De eerste optie spreekt voor zich, namelijk de verder uitvoering (nakoming/voortzetting) door de curator van de overeenkomst. De medecontractant heeft ten laste van de boedel recht op de uitvoering van de verbintenis in zoverre zij betrekking heeft op prestaties geleverd na het faillissement. Als boedelschuldeiser kan de medecontractant dus een contante betaling van zijn schuldvordering vorderen voor prestaties geleverd na faillissement.

De tweede optie is dat de curator beslist om de lopende overeenkomst niet verder uit te voeren/na te komen. Die beslissing maakt op zich geen einde aan de overeenkomst; het betekent enkel dat de curator erkent definitief in gebreke te zijn. Daardoor komt het gemene vermogensrecht tot uitwerking, met die beperking dat een individuele schuldeiser de boedel niet tot uitvoering in natura kan dwingen. De individuele schuldeiser kan m.a.w. de ontbinding van de overeenkomst vorderen (via een uitdrukkelijk ontbindend beding of via het stilzwijgend ontbindend beding verschaft in art. 1184 BW) en zijn vordering tot schadevergoeding in de boedel laten opnemen. Daarnaast kan hij zich eventueel beroepen op de exceptie van niet-uitvoering of, zolang zijn vergoedingsaanspraak niet is voldaan, het retentierecht.

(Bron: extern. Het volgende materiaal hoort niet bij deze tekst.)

PR #15031, opened 2025-10-27
[I18N] fix Korean po file

ticodoo:
Weblate sometimes incorrectly msgmerges when a line ends with `/""` and wraps one of the `"`'s to the next line causing an invalid po file since the closing `"` is now escaped so the line never correctly ends.

This unfortunately has to be manually fixed directly in the code for now.


ticodoo:
@robodoo r+

Issue #15042, opened 2025-10-27
Example in Chapter 14 is throwing Exception


eximius313:
Chapter 14 gives such example:

<img width="1000" height="456" alt="Image" src="https://github.com/user-attachments/assets/fd0634b2-815a-4bca-af1c-1dd37a735e41" />

But having:
```
    <record id="estate_property_action" model="ir.actions.act_window">
        <field name="name">Properties</field>
        <field name="res_model">estate_property</field>
        <field name="view_mode">kanban,form</field>
    </record>

    <record id="estate_property_view_kanban" model="ir.ui.view">
        <field name="name">estate_property.kanban</field>
        <field name="model">estate_property</field>
        <field name="arch" type="xml">
            <kanban>
                <templates>
                    <t t-name="kanban-box">
                        <div>
                            <field name="name" />
                        </div>
                    </t>
                </templates>
            </kanban>
        </field>
    </record>
```

Throws:
```
Odoo Client Error

UncaughtPromiseError > OwlError
Uncaught Promise > An error occured in the owl lifecycle (see this Error's "cause" property)

Occured on odoo.local on 2025-10-27 19:42:02 GMT

OwlError: An error occured in the owl lifecycle (see this Error's "cause" property)
    Error: An error occured in the owl lifecycle (see this Error's "cause" property)
        at handleError (http://odoo.local/web/assets/f0bc70e/web.assets_web.min.js:762:101)
        at App.handleError (http://odoo.local/web/assets/f0bc70e/web.assets_web.min.js:1409:29)
        at ComponentNode.initiateRender (http://odoo.local/web/assets/f0bc70e/web.assets_web.min.js:854:19)

Caused by: Error: Missing 'card' template.
    at KanbanArchParser.parse (http://odoo.local/web/assets/f0bc70e/web.assets_web.min.js:9301:70)
    at Object.props (http://odoo.local/web/assets/f0bc70e/web.assets_web.min.js:9574:1064)
    at View.loadView (http://odoo.local/web/assets/f0bc70e/web.assets_web.min.js:10079:382)
    at async Promise.all (index 0)
    at async ComponentNode.initiateRender (http://odoo.local/web/assets/f0bc70e/web.assets_web.min.js:853:36)
```

eximius313:
Thank you @AntoineVDV

THDES-odoo:
"kanban-card" seems to be outdated as well, OWL requires "card" now

PR #15050, opened 2025-10-28
[FIX] tutorials,howtos: change all instances of `kanban-box` to `kanban-card`

Mathilde411:
Solves #15042


AntoineVDV (approved):
@robodoo r+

De derde optie is dat de curator de lopende overeenkomst eenzijdig beëindigt wanneer het beheer van de boedel dit noodzakelijkerwijze vereist (de ‘Batiloc-route’), waarbij de curator geen afbreuk kan doen aan zakelijke rechten van derden die tegenwerpelijk zijn aan de boedel. Volgens het Batiloc-arrest is een beëindiging slechts noodzakelijk wanneer de voorzetting van de overeenkomst de vereffening van de boedel belet of de vereffening ervan abnormaal bezwaart. Dit criterium wordt in de rechtspraak zeer streng ingevuld.

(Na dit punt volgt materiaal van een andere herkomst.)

PR #15057, opened 2025-10-30
[IMP] Maintenance: Access rights clarification

jero-odoo:
Docs task:https://www.odoo.com/mail/view?model=project.task&res_id=5208833&access_token=80d65af7-caf8-405a-b2a9-518488ddaf1c

"When a user is not set as an Equipment Manager in their Maintenance access rights, they must be a follower of the equipment to view/access it thanks to the record rule "Users are allowed to access equipment they follow" which makes it so that if a user isn't an Equipment Manager in access rights they can still use the equipment so long as they are a follower of it. To fix this, you need to manually add the user as a follower of the specific equipment they need to maintain."

Updated doc to include section on maintenance access rights and following equipment records.


jero-odoo:
@Felicious this is ready for review. Thanks!

PR #15071, opened 2025-10-31
Update cheat_sheet.rst

fpodoo:
claraification of where to cofigure Invenotry valuation method


fpodoo:
@robodoo r+

Felicious:
We fixed the issues you pointed out, @fpodoo, in the following PR: https://github.com/odoo/documentation/pull/15083

We have to close this one because the branch name didn't start with `19.0-` so the checks will always fail.

Thank you for your input! (:

PR #15073, opened 2025-10-31
[IMP] developer: deprecated attributes in groupby buttons

william-andre:
In order to be more consistent, the `type="edit"` attributes have been removed and the button is forced to be "View" in `.button-secondary`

Wat dan als de curator nalaat om een beslissing kenbaar te maken aan de wederpartij? In dat geval beschikt de wederpartij over de mogelijkheid om de curator aan te manen een beslissing te nemen binnen 15 dagen. Artikel XX.139, § 1, tweede lid WER creëert daarbij een fictie volgens dewelke een gebrek aan beslissing gelijk staat met een beslissing tot beëindiging door toedoen van de curator vanaf het verstrijken van die termijn. Deze fictie betekent dat de hoger vermelde Batiloc-route substantieel wordt uitgebreid. De curator moet via de aanmaningsroute immers niet bewijzen dat aan de noodzakelijkheidsvereiste is voldaan. Integendeel: de aanmaningsroute vereist een passieve of lakse houding van de curator.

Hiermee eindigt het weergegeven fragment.